Skip to Content

Efficient Data Curation with the EML Congruence Checker

Printer-friendly versionPrinter-friendly version
Issue: 
Fall 2013

Margaret O'Brien (SBC)

First envisioned at the ASM in 2009 and in production for a year now, the EML congruence checker is paying off. It’s something we can point to proudly as a Network: a tool that make data curation more efficient and helps ensure higher quality at all sites.

A goal at SBC was to have all data packages uploaded to PASTA by the end of 2013, so I’ve spent much of December immersed in data, EML, and the data package congruence checker. Today, SBC has 156 data packages with 286 entities; 80% of the entities are EML “dataTable”. Many are legacy packages that were originally built with Morpho (before I started at SBC), and recently imported into Metabase (by me). I anticipated that getting through them all would be a grueling, difficult slog. The most intense work took only about 5 days, and everything has made it through.

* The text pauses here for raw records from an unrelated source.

Issue #349, opened 2019-06-29
Updating action's context


nodify-at:
## Node.js Version:
v8.15.0
## Operating System:
Windows 10
## Steps to Produce Error:
Steps to reproduce is little bit complex. Let me try to explain the case:

We have an application based on Express und using a Dependency Injection Framework. Each Service Object has a web request scope.

For one of our service call, we need to use a circuit breaker. Each require/call of circuit breaker creates a new circuit break. But in this case we need a global circuit breaker to store failed counts etc.. Therefore we check globally whether a circuit breaker has been initialised for this function, if 
* yes: Don't create a new circuit break just call fire function
* no: Create a new circuit break and then call the function

We use a decorator to wrap this service before calling it and wrapping against by circuit breaker.

Problem: 
We need rebind the function to "this" to implemented class so we can call private functions and fields etc. 
As "this" can be bound only once, all other request will use the "this" scope of the first call.

```js
    const sourceFunction = descriptor.value; // save a reference to the source method
    const breaker;

    descriptor.value = async function(...args: any[]) {
        if (!breaker) {
            breaker = circuitBreaker(sourceFunction.bind(this), options);
        }
        return breaker.circuitBreaker.fire(args);
    };
```

```js
        if (!breaker) {
            breaker = circuitBreaker(sourceFunction.bind(this), options);
        }
        return breaker.circuitBreaker.fire(args);
```
This causes the issue, because we can bind "this" only once. Even the arrow functions don't help in this case. 

**Possible solution:**
I think we can solve this issue if we can send the "this" context while calling fire function and curcuit breaker uses this parameter while calling the "apply" function.

lance:
I think I would prefer adding a new `apply()` method to to `CircuitBreaker` . For example, something like this.

```js
apply (pThis) {
  // body of current fire() method here
}

fire () {
  this.apply(this.action, arguments);
}
```

PR #374, opened 2019-09-23
feat: add call() method to CircuitBreaker

lance:
This allows callers to control the `this` context when firing
a circuit breaker function.

Fixes: https://github.com/nodeshift/opossum/issues/349

### DIFF
--- a/docs/index.html
+++ b/docs/index.html
@@ -151,9 +151,9 @@
                       </a></li>
                       
                       <li><a
-                        href='#circuitbreakerapply'
+                        href='#circuitbreakercall'
                         class='regular pre-open'>
-                        #apply
+                        #call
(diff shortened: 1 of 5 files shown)


lance:
Changed this so that the new circuit method is `call()` instead of `apply()` since semantically it's actually like `Function.prototype.call` instead of `Function.prototype.apply`.

lance:
@lholmquist I used `call()` because it behaves pretty much just like `Function.call()`. And since `Function.call()` is a static function, we aren't overriding anything with this. But I can be persuaded if you can come up with a good name. :)

lholmquist:
I don't have anything in mind,  so call is good :)

helio-frota:
LGTM :+1:

PR #10, opened 2025-02-14
Added Logo image and logo blender file.

michael-paulin:
Added the Logo image and logo blender file.


seehorne (changes requested):
Do we think we could make a subdirectory for these, like maybe image_utils and put them in there? i anticipate we'll have a lot more visual elements over the course of the semester and it would be good to start getting them organized now

almondheil:
We'll also need to put an explanation of that dir in the layout part of the README.

seehorne:
Yeah that's fine, I can make the relevant changes in the readme @almondheil

almondheil (approved):
Should be good with moved logo files

seehorne (approved):

PR #12, opened 2025-02-14
Update README.md

seehorne:
update readme to reflect existence of image-utils


almondheil (approved):
Looks good! In future, we might want to also add this to the same PR to avoid having multiple pulls over it.

AnthonyS25223 (approved):
Updates look good to me

PR #20, opened 2025-03-04
Ignore .idea dir, it's only metadata

almondheil:
This PR brings main up to date with the Kotlin testing branch, including deleting the .idea directory from the repo. After this request is merged, we SHOULD NOT DELETE THE SOURCE BRANCH.


seehorne (approved):

AnthonyS25223 (approved):
Looks good

PR #22, opened 2025-03-17
Create docs dir, set up automatic build/deploy through workflow

almondheil:
This pull request sets up MkDocs for hand-written documentation, which will be where we can host some of our user guides and materials as detailed in the documentation plan. It also creates a Github action that will run when the doc files are changed by a push, which deploys them to our site.

# Note to reviewers

All actual documentation content is in `mkdocs.yaml` and `docs/`. The actual workflow is in `.github/workflows/mkdocs.yml`.

Currently, the docs are only a note saying that there's nothing there.

Ellie and I have worked together to test the workflow and make sure it's all okay.

### DIFF
--- a/.github/workflows/mkdocs.yml
+++ b/.github/workflows/mkdocs.yml
@@ -1,0 +1,28 @@
+name: Build MkDocs
+
+on:
+  # Run on pushes to specified branches.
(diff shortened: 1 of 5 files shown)


AnthonyS25223 (approved):
The files look good, thank you for your amazing work!

seehorne (approved):

PR #33, opened 2025-04-01
Run when any backend code is pushed

seehorne:
I'm pretty sure this will fix it, can someone who knows more check that I'm right and then approve?


almondheil (commented):
We should have this set up now. Thank you! I'll close this request since we should be all set.

See https://github.com/seehorne/GetGrinnected/commit/fcae048d6d3427dd31237c9dfde8f72b4fd7c414

PR #35, opened 2025-04-02
Pull sprint 3 planning into main.

michael-paulin:


AnthonyS25223 (approved):
Report looks good (since it was made collaboratively by all members in class I think we can just approve)

written reports/sprint 3/agile-planning.md
```diff
@@ -0,0 +1,125 @@
+# Sprint 3 planning
+
+## Capacity
+
+### Michael: 3.5 blue beans
```
almondheil, line 5: I love the different types of beans! This is a good way of keeping this portion light-hearted, we should continue to do so in the future.

almondheil (approved):
There's one comment about something we could improve for the future, but since this was already due we probably shouldn't make changes--I don't believe sprint plannings are intended to be living documents.

PR #36, opened 2025-04-05
Final Development Merge

AnthonyS25223:
These are the final edits to the development branch before we chose to switch to a different branching style.
- It Includes work on the kotlin UI and navigation.


src/android/GetGrinnected/MyApplication/app/src/androidTest/java/com/example/MainActivityKtTest.kt
```diff
@@ -16,23 +16,23 @@ class MainActivityKtTest {
 
  @Test
  fun welcomeScreen_LoginButton_NavigatesCorrectly() {
-  composeTestRule.setContent { AppNavigator() }
+  composeTestRule.setContent { AppNavigation() }
```
almondheil, line 19: What does this change do? Is it about the back gesture behavior we talked about?

src/android/GetGrinnected/MyApplication/app/src/main/java/com/example/myapplication/AppNavigation.kt
```diff
@@ -0,0 +1,38 @@
...
+import screens.SignupScreen
+import screens.WelcomeScreen
+
+/**
+ * A composable function that is utilized for smooth navigation through login/signup process
+ * @param modifier the modifier to be applied to page layouts navigated to.
+ */
+@RequiresApi(Build.VERSION_CODES.O)
+@Composable
+fun AppNavigation(modifier: Modifier = Modifier){
```
almondheil, line 20: OH! We are redefining our own navigation to call composables for each screen, rather than just updating a "current screen" variable. Very good.

src/android/GetGrinnected/MyApplication/app/src/main/java/com/example/myapplication/MainPage.kt
```diff
@@ -33,53 +40,51 @@ import androidx.compose.ui.Modifier
...
- * @param selectedIndex The index of the currently selected navItem.
- */
-@Composable
-fun ContentScreen(modifier: Modifier = Modifier, selectedIndex : Int){
-    when(selectedIndex){
-        0 -> HomeScreen()
-        1 -> CalendarScreen()
-        2 -> FavoritesScreen()
-        3 -> SettingsScreen()
+    ) { innerPadding ->
```
almondheil, line 78: This is a much more robust way to implement it. That addition of `innerPadding` also seems to fix the issues I had with overlaps before, so great job!

almondheil (approved):
Everything looks good to me! I've been able to test them on my phone and things are looking great.

This wasn't changed in this PR (and I'll talk to Ethan about it), but with the fixes to the margins there is now a visible difference between the pure-black bar at the top of the home screen and the dark-gray default background.

src/android/GetGrinnected/MyApplication/app/src/androidTest/java/com/example/MainActivityKtTest.kt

Having helped write the requirements, I knew that the congruence checker was up to the task. But what I didn't know until I immersed myself in the reports was how thoroughly and carefully Duane Costa had answered our requests for certain features. Duane has written the most submitter-friendly software that I could imagine.

Sometimes finding errors is like peeling an onion: you find one error, fix it, and then another one is exposed. So the IMC asked Duane for a feature: "during evaluate, don’t stop on the first error. Tell the user as much as possible about the data package before it stops". Duane made this work. For example, when you run in "evaluate" mode, you might learn that you have a) invalid EML, b) no dataset abstract or keywords, and c) the EML metadata lists 11 dataTable attributes, but 3 of the rows have only 10 fields. In typical checking schemes, the invalid EML would have stopped the process. After I’d fixed that problem, I’d then see the first short-row error. Then I’d have to process the package twice more to see the other two errors.  But now with the the congruence checker, you don’t have to peel the onion. Duane’s code does it for you, and has given us a terrific advantage.

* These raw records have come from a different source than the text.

PR #37, opened 2025-04-06
Add getEventsBetween functionality to API, test API

almondheil:
There's a lot in this pull request because there was a lot of work to do in order to get the API to a workable state. Here is a guide to reviewers by file.

* `.github/workflows/node.yaml`
  * Run on all branches, since we're getting rid of `development`
  * Run `npm test` instead of `npm run tests` since it's more common.
    * Still runs all the same tests, don't worry
* `src/backend/api.js`
  * make `run()` and `close()` functions that let you start/stop the API.
  * reorganize routes into their own functions
  * add /events/between/START/END route
  * write helpers to parse date params and tag query params
* `src/backend/db_connect.js`
  * create functions to get events between dates (tagged and not tagged)
  * make helpers that reduce repetition for making a query over all tags and a query between two dates
  * TODO: all-day events still need to be handled
* `src/backend/test/test_api.js`
  * test everything I implemented
  * useful tools: supertest for API testing, sinon for faking methods (to avoid hitting DB)

### DIFF
--- a/src/backend/db_connect.js
+++ b/src/backend/db_connect.js
@@ -83,7 +83,7 @@ async function getEvents(){
  * \returns     A string that serves as a SQL selector for all those tags
  */
 function queryAllTags(tags) {
-    const pieces = tags.map((t) => `JSON_CONTAINS(tags, '"` + t + `"', '$')`);
+    const pieces = tags.map((t) => `JSON_CONTAINS(tags, '"` + pool.escape(t) + `"', '$')`);
     const piecesAndTogether = pieces.join(' AND ');
     return '(' + piecesAndTogether + ')';
 }
@@ -98,7 +98,7 @@ function queryAllTags(tags) {
 function queryBetweenDates(start, end) {
     // events where the start and end times are set
     // TODO: comparisons seem to not be working. need more work
-    const event_time_between = `(event_start_time < FROM_UNIXTIME(${start}) AND event_end_time > FROM_UNIXTIME(${end}))`
+    const event_time_between = `(event_start_time < FROM_UNIXTIME(${pool.escape(start)}) AND event_end_time > FROM_UNIXTIME(${pool.escape(end)}))`
 
     // TODO: handle events that are marked all day and therefore don't have a start time and end time
     // could it be done when scraping, maybe? this will SUCK to do in mysql.
--- a/src/backend/db_connect.js
+++ b/src/backend/db_connect.js
@@ -84,7 +84,7 @@ async function getEvents(){
  */
 function queryAllTags(tags) {
     const pieces = tags.map((t) => `JSON_CONTAINS(tags, '"` + t + `"', '$')`);
-    const piecesAndTogether = containsPieces.join(' AND ');
+    const piecesAndTogether = pieces.join(' AND ');
     return '(' + piecesAndTogether + ')';
 }
 
@@ -97,6 +97,7 @@ function queryAllTags(tags) {
  */
 function queryBetweenDates(start, end) {
     // events where the start and end times are set
+    // TODO: comparisons seem to not be working. need more work
     const event_time_between = `(event_start_time < FROM_UNIXTIME(${start}) AND event_end_time > FROM_UNIXTIME(${end}))`
 
     // TODO: handle events that are marked all day and therefore don't have a start time and end time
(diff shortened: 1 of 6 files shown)


src/backend/db_connect.js
```diff
@@ -76,20 +76,71 @@ async function getEvents(){
...
 }
 
+/**
+ * Construct a part of a query that selects for all tags.
+ *
+ * \param tags  List of string tags
+ * \returns     A string that serves as a SQL selector for all those tags
+ */
+function queryAllTags(tags) {
+    const pieces = tags.map((t) => `JSON_CONTAINS(tags, '"` + t + `"', '$')`);
```
AnthonyS25223, line 86: Very clean sql query. I didn't even know JSON_CONTAINS was a possibility.

src/backend/db_connect.js
```diff
@@ -76,20 +76,71 @@ async function getEvents(){
...
  */
-async function getEventsWithAllTags(tags){
-    // build up a query for all items that have tag1 AND tag2 AND ... AND tagN
-    // the query looks like JSON_CONTAINS(tags, '"tag1"', '$') AND JSON_CONTAINS(tags, '"tag2"', '$') ...
-    const containsPieces = tags.map((t) => `JSON_CONTAINS(tags, '"` + t + `"', '$')`);
-    const containsAllTags = containsPieces.join(' AND ');
-    const query = 'SELECT * FROM events WHERE ' + containsAllTags;
-
-    // actually make that query and return all matching events
+async function getEventsWithTags(tags) {
```
AnthonyS25223, line 114: Just checking if this string set of tags is coming from an external source, and if so, wherever they are called should be a prepared statement just to make sure that we can avoid SQL injections.

src/backend/test/test_api.js
```diff
@@ -0,0 +1,308 @@
+// testing funcs
```
AnthonyS25223, line 1: The test file as a whole looks great! Additionally thank you for figuring out simulated functions those will be super helpful for later testing and things of that nature!

src/backend/db_connect.js
```diff
@@ -76,20 +76,71 @@ async function getEvents(){
...
+
+/**
+ * Query the database for events between two dates, that also have certain tags.
+ *
+ * \param start  Start date in unix time
+ * \param end    End date in unix time
+ * \param tags   List of tags that are required
+ * \returns      A list of all events between those dates that also have every tag
+ */
+async function getEventsBetweenWithTags(start, end, tags) {
```
AnthonyS25223, line 141: This looks great and a very well-named function!

src/backend/db_connect.js
```diff
@@ -76,20 +76,71 @@ async function getEvents(){
...
+}
+
+/**
+ * Query the database for events between two dates.
+ *
+ * \param start  Start date in unix time
+ * \param end    End date in unix time
+ * \returns      A list of all events between those dates
+ */
+async function getEventsBetween(start, end) {
```
AnthonyS25223, line 127: Assuming start and end will be externally sourced, similar to the prior comment, a prepared statement when querying will probably be the safest when implemented. Not necessary for this review, but I just wanted to include that note.

AnthonyS25223 (changes requested):
The code overall looks great! Thank you so much for your hard work and all of the learning you have done to get tests and the API up and running! Just a few notes left on prepared statements but otherwise content with the work!

src/backend/db_connect.js
almondheil: Yes, this is from the URL parameters the user passes. Good catch. How can we avoid SQL injections with something like this?

almondheil:
Adding pool.escape to prevent SQL injection. Checking that still works on the server now.

src/backend/db_connect.js
almondheil: This should be fixed in most recent commit.

src/backend/db_connect.js
almondheil: This has also been escaped. It can't be tested yet (the way I am making the query does not work) so it is possible that these will result in failed requests, but they fix SQL injection now.

AnthonyS25223 (approved):
All of the changes look good to me for addressing the escaping to avoid SQL injections!

almondheil:
Awesome, thank you!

Yes, some of the error messages are still a little cryptic – but it’s the IMC’s job to come up with the most useful language for those, not Duane’s. And now that we have a framework, we could start the exciting part: we could validate ranges of measurements, or provide descriptive summary statistics of the data values themselves -- something a data consumer will appreciate.

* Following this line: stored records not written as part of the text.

PR #41, opened 2025-04-07
Allow API to run over HTTPS on server side

almondheil:
This pull request changes the API so that it attempts to create an HTTP and an HTTPS server. If not configured it runs them on port 8080 (HTTP) and port 4443 (HTTPS).

Here's a breakdown.

1. In `src/backend/api.js`, I implemented the extra servers. They take environment config on what ports to run on. 
    - The server's `.env` file has been updated to make sure it runs on the right ports, and functionality has been tested manually.
3. In `src/backend/test/test_api.js`, I changed the tests to request through HTTP server specifically. The HTTPS server will not work through testing, since we can't set up the SSL certs there.
4. In `test procedures/api.md`, I changed the API to be run with sudo (to serve on ports 80 and 443, the default ports for HTTP and HTTPS). I also updated the `curl` commands in the tests so they check the correct server address.

### DIFF
--- a/src/backend/api.js
+++ b/src/backend/api.js
@@ -16,8 +16,9 @@ function run() {
   const app = express();
   app.use(express.json());
 
-  // Create a regular HTTP server too. Backup.
-  const http_port = process.env.HTTP_PORT || 80;
+  // Create a regular HTTP server.
+  // Default to 8080 so non-root users can run it.
+  const http_port = process.env.HTTP_PORT || 8080;
   http_server = http.createServer(app).listen(http_port, () => {
     console.log(`http server listening on port  ${http_port}`);
   });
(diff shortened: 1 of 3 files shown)


src/backend/api.js
```diff
@@ -1,28 +1,49 @@
+const db = require('./db_connect.js');
 const express = require('express');
 const fs = require('fs');
-const db = require('./db_connect.js');
+const http = require('http');
+const https = require('https');
```
EthanEdwinHughes, line 5: Looks like you add the http and https imports here.

src/backend/api.js
```diff
@@ -31,17 +52,27 @@ function run() {
  * Stop running the API. Uses the global `server` var set by run()
  */
 function close() {
-  if (server == null) {
-    return;
+  // close http server
+  if (http_server != null) {
```
EthanEdwinHughes, line 56: Closes the http server correctly based on the current state.

src/backend/api.js
```diff
@@ -31,17 +52,27 @@ function run() {
...
 
-  server.close((err) => {
-    if (err) {
-      console.log(`server closed with status ${err}`)
-    } else {
-      console.log('server closed with no error')
-    }
-  });
+  // close https server
+  if (https_server != null) {
```
EthanEdwinHughes, line 67: Closes the https server correctly based on the current state.

EthanEdwinHughes (approved):
Looks good. I appreciate that the code is well documented and understandable. I don't understand why we are switching the server to handle https but I'm sure it good that we can now.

The checker is helping us reduce the cost of curating dataset updates. We can now hand off the task of evaluating datasets prior to submission to a part-time assistant, and have the high-level of assurance that if a dataset passes “the checker”, that it is known to be structurally correct. This code was written as part of the EML suite of utilities, which means it can be used by anyone needing to proofread EML datasets, not just LTER.